── Given records ──

PR #716, opened 2019-10-18
Callbacks

### LINKED ISSUE #331: OpenAPI v3 Callbacks
As you can see in the OAS3 docs: https://github.com/OAI/OpenAPI-Specification/blob/master/versions/3.0.0.md#callback-object-example callbacks are now part of the specification.

It would be nice if prims could load the callback objects from the document and trigger the corresponding callback requests.

Here you have some ideas:

Given the [callback-example](https://github.com/OAI/OpenAPI-Specification/blob/master/examples/v3.0/callback-example.yaml) document from the specification, if we run:

`prism mock callback-example.yaml --callback_delay=30000`

The CLI output could be something like:
```
…  awaiting  Starting Prism…
★  star      Dynamic example generation enabled.
✔  success   Prism is listening on http://127.0.0.1:4010
●  note          POST       http://127.0.0.1:4010/streams
●  onData      POST       {$request.query.callbackUrl}/data  delay 30s.
```
This means that after the 30s. of delay a request with sample data based on the `requestBody` defined inside the `callbacks/onData` will be triggered to the `{$request.query.callbackUrl}/data` URL.

In case no delay is provided the callback request will be trigger immediately.

The CLI could also log when the request is made to the callback URL:
```
…  awaiting  Starting Prism…
★  star      Dynamic example generation enabled.
✔  success   Prism is listening on http://127.0.0.1:4010
●  note          POST       http://127.0.0.1:4010/streams
```
30s. after a request `POST http://127.0.0.1:4010/streams?callbackURL=http://callback.com`
```
●  callback request          POST       http://callback.com/data
```

The OAS3 example adds the callbackURL as a query param but I guess it can be also send as a body param.

StefanDywersant:
Closes #331 

## Checklist

_feature_

This PR introduces Callback support in Prism (issue #331).

Screen Shot 2019-11-06 at 15 55 28

No

## Dependencies (needed to be merged first)
1. https://github.com/stoplightio/types/pull/54
2. https://github.com/stoplightio/http-spec/pull/31


packages/http/src/util/runtimeExpression.ts
```diff
@@ -0,0 +1,58 @@
+import { IHttpRequest, IHttpResponse } from '../types';
+import * as Option from 'fp-ts/lib/Option';
+import { pipe } from 'fp-ts/lib/pipeable';
+import { get as _get } from 'lodash';
+import { pointerToPath } from '@stoplight/json';
+
```
XVincentX:
```suggestion
import { head, lookup } from 'fp-ts/lib/Array';

```

packages/http/src/util/runtimeExpression.ts
```diff
@@ -0,0 +1,58 @@
...
+export function resolveRuntimeExpression(expr: string, request: IHttpRequest, response: IHttpResponse): Option.Option<unknown> {
+  const parts = expr.split(/[.#]/);
+  return pipe(
+    pipe(
+      parts[0],
```
XVincentX:
```suggestion
      head(parts),
```

packages/http/src/util/runtimeExpression.ts
```diff
@@ -0,0 +1,58 @@
...
+      Option.fromPredicate(part => part === '$method'),
```
XVincentX:
```suggestion
      Option.chain(part => pipe(part, Option.fromPredicate(part => part === '$method'))),
```

packages/http/src/util/runtimeExpression.ts
```diff
@@ -0,0 +1,58 @@
...
+      parts[0],
+      Option.fromPredicate(part => part === '$statusCode'),
+      Option.map(() => String(response.statusCode)),
+    )),
+    Option.alt(() => pipe(
+      parts[0],
+      Option.fromPredicate(part => part === '$request'),
+      Option.chain(() => pipe(
+        pipe(
+          parts[1],
```
XVincentX:
```suggestion
          lookup(1, parts),
```

packages/http/src/util/runtimeExpression.ts
```diff
@@ -0,0 +1,58 @@
...
+          Option.fromPredicate(part => part === 'header'),
+          Option.chain(() => Option.fromNullable(request.headers && request.headers[parts[2]])),
+        ),
+        Option.alt(() => pipe(
+          parts[1],
+          Option.fromPredicate(part => part === 'query'),
+          Option.chain(() => Option.fromNullable(request.url.query && request.url.query[parts[2]])),
```
XVincentX: Maybe we could organise this as a series of functions so that the final pipe results a little bit easier to read?

```ts
  return pipe(
    readMethod(),
    Option.alt(() => readStatus()),
    Option.alt(() => readRequest()),
    Option.alt(() => readResponse()),
);
```

and then the single functions will effectively do the stuff.

StefanDywersant: Done 👍

packages/http/src/util/runtimeExpression.ts
StefanDywersant: Done 👍

packages/http/src/util/runtimeExpression.ts
StefanDywersant: Done 👍

packages/http/src/util/runtimeExpression.ts
StefanDywersant: Done 👍

packages/http/src/util/runtimeExpression.ts
StefanDywersant: 👍

XVincentX:
> However, I ended feeling that it is too much to carry the whole engine just for resolving such simple syntax.

Yeah that's totally legit. I'm jumping on this right now!

packages/http/src/util/__tests__/runtimeExpression.spec.ts
```diff
@@ -0,0 +1,120 @@
...
+
+describe('resolveRuntimeExpression', () => {
+  it('resolves $method', () => {
+    assertSome(
+      resolveRuntimeExpression('$method', { method: 'get', url: { path: '' } }, { statusCode: 200 }),
+       value => expect(value).toEqual('get'),
+    );
+  });
+
+  it.skip('resolves $url', () => {
```
XVincentX: Aha! You thought I wouldn't see this? :trollface: 

You bad boy

packages/http/src/util/runtimeExpression.ts
```diff
@@ -0,0 +1,128 @@
+import { IHttpRequest, IHttpResponse } from '../types';
+import * as Option from 'fp-ts/lib/Option';
+import { lookup } from 'fp-ts/lib/Array';
+import { pipe } from 'fp-ts/lib/pipeable';
+import { get as _get } from 'lodash';
```
XVincentX: Why the renaming?

packages/http/src/util/runtimeExpression.ts
```diff
@@ -0,0 +1,128 @@
...
+import { pointerToPath } from '@stoplight/json';
+
+export function resolveRuntimeExpressions(input: string, request: IHttpRequest, response: IHttpResponse) {
+  return input.replace(/{(.+?)}/g, (_, expr) =>
```
XVincentX: Can we put a comment on what is this RegEx going to look for? Every time I pass on this line I'm going to regex101.com to read what it is going to do :D

packages/http/src/util/runtimeExpression.ts
```diff
@@ -0,0 +1,128 @@
...
+      Option.fromNullable(reqRes.body),
+      Option.chain(body =>
+        pipe(
+          lookup(2, parts),
+          Option.chain(part => Option.tryCatch(() => pointerToPath('#' + part))),
+          Option.chain(path => Option.fromNullable(_get(body, path)))
+        )
+      )
+    );
+  }
```
XVincentX: Let's put all these functions outside of `resolveRuntimeExpression` so when I am reviewing I can jump straight to the real function body and avoid reading all this boilerplate stuff.

packages/http/src/util/runtimeExpression.ts
```diff
@@ -0,0 +1,128 @@
...
+      isPart(0, '$statusCode'),
+      Option.map(() => String(response.statusCode))
+    );
+  }
+
+  function tryRequestHeader() {
+    return pipe(
+      isPart(1, 'header'),
+      Option.chain(() => lookup(2, parts)),
+      Option.chain(part => Option.fromNullable(request.headers && request.headers[part]))
```
XVincentX:
```suggestion
      Option.chain(part => pipe(Option.fromNullable(request.headers), Option.mapNullable(request => request.headers[part])))
```

packages/http/src/util/runtimeExpression.ts
```diff
@@ -0,0 +1,128 @@
...
+    );
+  }
+
+  function tryRequestQuery() {
+    return pipe(
+      isPart(1, 'query'),
+      Option.chain(() => lookup(2, parts)),
+      Option.chain(part => Option.fromNullable(request.url.query && request.url.query[part]))
```
XVincentX: Same as above, maybe it's better to use `Option.fromNullable` and `Option.mapNullable`

packages/http/src/util/runtimeExpression.ts
```diff
@@ -0,0 +1,128 @@
...
+  }
+
+  function tryResponseBody() {
+    return pipe(
+      isPart(1, 'body'),
+      Option.chain(() => readBody(response))
+    );
+  }
+
+  function readBody(reqRes: IHttpRequest | IHttpResponse) {
```
XVincentX: If we're using a property in common, we can probably do either `IHttpRequest | IHttpResponse` or even better narrow the type to the body itself

```suggestion
  function readBody(body: unknown) {
```

packages/http/src/mocker/callback/callbacks.ts
```diff
@@ -0,0 +1,82 @@
...
+  return withLogger(logger => {
+    const { url, ...requestInit } = assembleRequest({ resource: callback, request, response });
+    const logViolation = violationLogger(logger);
+
+    logger.info({ name: 'CALLBACK' }, `${callback.callbackName}: Making request to ${url}...`);
+
+    return pipe(
+      TaskEither.tryCatch(() => fetch(url, requestInit), Either.toError),
+      TaskEither.chain(parseResponse),
+      TaskEither.map(element => validateOutput({ resource: callback, element })),
```
XVincentX: Note to you: when #731 will be merged you might need to change this — or maybe no. Keep it In mind though.

packages/http/src/mocker/generator/HttpParamGenerator.ts
```diff
@@ -51,7 +52,7 @@ function pickStaticExample(
   );
 }
 
-export function generate(param: IHttpParam): Option.Option<unknown> {
+export function generate(param: { schema?: JSONSchema4 | JSONSchema6 | JSONSchema7; examples?: Array<INodeExample | INodeExternalExample> }): Option.Option<unknown> {
```
XVincentX: What is this change about?

packages/http/src/mocker/index.ts
```diff
@@ -41,20 +51,52 @@ const mock: IPrismComponents<IHttpOperation, IHttpRequest, IHttpResponse, IMockH
...
+  response: IHttpResponse;
+}) {
+  return withLogger(logger =>
+    pipe(
+      Option.fromNullable(resource.callbacks),
+      Option.alt(() => Option.some([] as IHttpCallbackOperation[])),
+      Option.map(callbacks =>
+        pipe(
+          callbacks,
+          map(callback => runCallback({ callback, request, response })(logger)())
```
XVincentX: Maybe let's use the full name so we do not get confused with what's going on.
```suggestion
          Array.map(callback => runCallback({ callback, request, response })(logger)())
```

packages/http/src/mocker/index.ts
```diff
@@ -41,20 +51,52 @@ const mock: IPrismComponents<IHttpOperation, IHttpRequest, IHttpResponse, IMockH
...
+  response,
+}: {
+  resource: IHttpOperation;
+  request: IHttpRequest;
+  response: IHttpResponse;
+}) {
+  return withLogger(logger =>
+    pipe(
+      Option.fromNullable(resource.callbacks),
+      Option.alt(() => Option.some([] as IHttpCallbackOperation[])),
```
XVincentX:
```suggestion
      Option.alt(() => Option.some<IHttpCallbackOperation[]>([])),
```

packages/http/src/mocker/index.ts
```diff
@@ -41,20 +51,52 @@ const mock: IPrismComponents<IHttpOperation, IHttpRequest, IHttpResponse, IMockH
...
-    chain(mockConfig => negotiateResponse(mockConfig, input, resource)),
-    chain(result => assembleResponse(result, payloadGenerator))
+    Reader.chain(mockConfig => negotiateResponse(mockConfig, input, resource)),
+    Reader.chain(result => assembleResponse(result, payloadGenerator)),
+    Reader.chain(response =>
+      withLogger(logger =>
+        pipe(
+          response,
+          Either.map(r => runCallbacks({ resource, request: input.data, response: r })(logger)),
+          Either.chain(() => response)
```
XVincentX: Ok this is becoming difficult to review because of types error that are happening because of missing packages (updated types and http spec) — but this is likely wrong. 

I think in this case you need to use `ReaderEither` and one of its internal mapping methods to avoid doing all this.

### Welcome to monad composition :)

packages/http/src/mocker/callback/callbacks.ts
```diff
@@ -0,0 +1,82 @@
...
+import { head } from 'fp-ts/lib/Array';
+import { pipe } from 'fp-ts/lib/pipeable';
+import { generate as generateHttpParam } from '../generator/HttpParamGenerator';
+import { validateOutput } from '../../validator';
+import { parseResponse } from '../../util/response';
+import withLogger from '../../withLogger';
+import { violationLogger } from '../../util/logger';
+import { Logger } from 'pino';
+
+export function runCallback({ callback, request, response }: { callback: IHttpCallbackOperation, request: IHttpRequest, response: IHttpResponse }): Reader.Reader<Logger, Task.Task<void>> {
```
XVincentX: Same again, I cannot review this 100% because TypeScript is throwing me errors everywhere but I think this is the wrong abstraction. According to the code, we should use `ReaderTaskEither` and avoid the final `fold` call

packages/http/src/mocker/callback/callbacks.ts
```diff
@@ -0,0 +1,82 @@
...
+        );
+      }),
+      TaskEither.fold(
+        error => {
+          logger.error({ name: 'CALLBACK' }, `${callback.callbackName}: Request failed: ${error.message}`);
+          return async () => undefined;
+        },
+        () => async () => undefined
+      ),
+    );
```
XVincentX: We need to avoid this and rely on `ReaderTaskEither` to return it. The logging sentence can be done using a `mapLeft`

packages/http/src/mocker/callback/callbacks.ts
```diff
@@ -0,0 +1,82 @@
...
+    method: resource.method,
+  };
+}
+
+function assembleBody(request?: IHttpOperationRequest): Option.Option<string> {
+  return pipe(
+    Option.fromNullable(request && request.body && request.body.contents),
+    Option.chain(head),
+    Option.chain(generateHttpParam),
+    Option.map(JSON.stringify),
```
XVincentX: This is tricky. The problem is that `JSON.stringify` can effectively throw an exception, specifically when fed with circular objects. We need to decide if we want to pretend this is never going to happen or not.

I suggest we try to handle this accordingly — and use + `Either.fromOption` + `Either.stringifyJSON` function to return an Either. (Also `Option.fromEither(Either.stringifyJSON(value))`)

packages/http/src/mocker/generator/HttpParamGenerator.ts
StefanDywersant: I hit a problem that `IHttpParam` (https://github.com/stoplightio/types/blob/master/src/http-spec.ts#L72) and `IHttpContent` (https://github.com/stoplightio/types/blob/master/src/http-spec.ts#L123) are separate interfaces. So I changed `generate()` signature to define only the fields it needs to operate (`examples` and `schema`). Side effect is that we can put `IHttpParam` and `IHttpContent` because the field names match :)

packages/http/src/mocker/index.ts
StefanDywersant: 👍

packages/http/src/mocker/index.ts
StefanDywersant: Oh, I'm quite against doing `import * as Array from 'fp-ts...`. `Array` is an existing object in JS and mixing those names may cause a big bada boom.

Maybe `FPArray`. Or just stay with `map`? WDYT?

XVincentX: Ah ok, that is a good point. Let's leave it as it is, if it causes confusion we will revisit this.

packages/http/src/mocker/index.ts
```diff
@@ -41,20 +51,52 @@ const mock: IPrismComponents<IHttpOperation, IHttpRequest, IHttpResponse, IMockH
...
     }),
-    chain(mockConfig => negotiateResponse(mockConfig, input, resource)),
-    chain(result => assembleResponse(result, payloadGenerator))
+    Reader.chain(mockConfig => negotiateResponse(mockConfig, input, resource)),
+    Reader.chain(result => assembleResponse(result, payloadGenerator)),
+    Reader.chain(response =>
+      withLogger(logger =>
+        pipe(
+          response,
+          Either.map(r => runCallbacks({ resource, request: input.data, response: r })(logger)),
```
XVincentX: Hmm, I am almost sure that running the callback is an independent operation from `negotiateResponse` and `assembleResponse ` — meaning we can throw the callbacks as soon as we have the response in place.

───

_Directions for this task:_
Give back exactly what runs from the first line of the listing above to the line that contains "Here you have", keeping both end lines.

_Answer to the exercise:_
PR #716, opened 2019-10-18
Callbacks

### LINKED ISSUE #331: OpenAPI v3 Callbacks
As you can see in the OAS3 docs: https://github.com/OAI/OpenAPI-Specification/blob/master/versions/3.0.0.md#callback-object-example callbacks are now part of the specification.

It would be nice if prims could load the callback objects from the document and trigger the corresponding callback requests.

Here you have some ideas:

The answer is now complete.